Directions for this task |
In the entries below, find the line with "- [ ] Code finished" and the line with "I squash merged". Reproduce those two lines and every line between them exactly, and nothing more.

Material shown |
┌──

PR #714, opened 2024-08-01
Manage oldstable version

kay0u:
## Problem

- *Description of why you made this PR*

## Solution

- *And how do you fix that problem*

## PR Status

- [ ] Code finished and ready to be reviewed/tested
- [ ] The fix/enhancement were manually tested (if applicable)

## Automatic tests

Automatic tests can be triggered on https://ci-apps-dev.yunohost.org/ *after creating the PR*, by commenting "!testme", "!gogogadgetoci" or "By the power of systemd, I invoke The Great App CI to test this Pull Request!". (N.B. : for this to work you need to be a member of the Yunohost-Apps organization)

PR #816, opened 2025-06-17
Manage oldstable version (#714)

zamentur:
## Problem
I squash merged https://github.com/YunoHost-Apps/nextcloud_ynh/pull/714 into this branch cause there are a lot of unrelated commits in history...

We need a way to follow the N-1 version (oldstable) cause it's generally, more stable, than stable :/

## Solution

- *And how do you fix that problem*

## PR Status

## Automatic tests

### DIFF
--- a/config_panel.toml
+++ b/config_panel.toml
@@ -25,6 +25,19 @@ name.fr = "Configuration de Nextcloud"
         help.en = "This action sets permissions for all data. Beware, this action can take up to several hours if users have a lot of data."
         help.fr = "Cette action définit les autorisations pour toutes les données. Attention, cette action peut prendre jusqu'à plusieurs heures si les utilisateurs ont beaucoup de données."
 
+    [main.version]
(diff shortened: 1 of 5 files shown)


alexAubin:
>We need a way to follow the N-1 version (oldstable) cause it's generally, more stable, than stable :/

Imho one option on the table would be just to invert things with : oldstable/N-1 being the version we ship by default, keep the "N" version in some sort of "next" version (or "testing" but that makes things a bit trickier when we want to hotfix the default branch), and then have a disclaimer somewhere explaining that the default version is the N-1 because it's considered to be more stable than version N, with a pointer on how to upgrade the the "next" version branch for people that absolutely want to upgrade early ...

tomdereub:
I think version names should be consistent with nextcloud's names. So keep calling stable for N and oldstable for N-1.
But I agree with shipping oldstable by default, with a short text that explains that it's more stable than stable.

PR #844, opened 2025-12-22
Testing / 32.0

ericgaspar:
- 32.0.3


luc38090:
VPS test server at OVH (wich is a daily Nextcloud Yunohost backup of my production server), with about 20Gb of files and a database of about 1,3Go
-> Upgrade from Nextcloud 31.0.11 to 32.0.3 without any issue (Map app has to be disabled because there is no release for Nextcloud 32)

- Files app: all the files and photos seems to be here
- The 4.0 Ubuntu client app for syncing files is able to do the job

└──
┌──

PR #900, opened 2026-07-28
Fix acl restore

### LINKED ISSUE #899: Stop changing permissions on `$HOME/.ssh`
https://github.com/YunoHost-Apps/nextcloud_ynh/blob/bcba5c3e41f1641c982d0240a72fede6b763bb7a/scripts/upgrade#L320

└──

Task result |
- [ ] Code finished and ready to be reviewed/tested
- [ ] The fix/enhancement were manually tested (if applicable)

## Automatic tests

Automatic tests can be triggered on https://ci-apps-dev.yunohost.org/ *after creating the PR*, by commenting "!testme", "!gogogadgetoci" or "By the power of systemd, I invoke The Great App CI to test this Pull Request!". (N.B. : for this to work you need to be a member of the Yunohost-Apps organization)

PR #816, opened 2025-06-17
Manage oldstable version (#714)

zamentur:
## Problem
I squash merged https://github.com/YunoHost-Apps/nextcloud_ynh/pull/714 into this branch cause there are a lot of unrelated commits in history...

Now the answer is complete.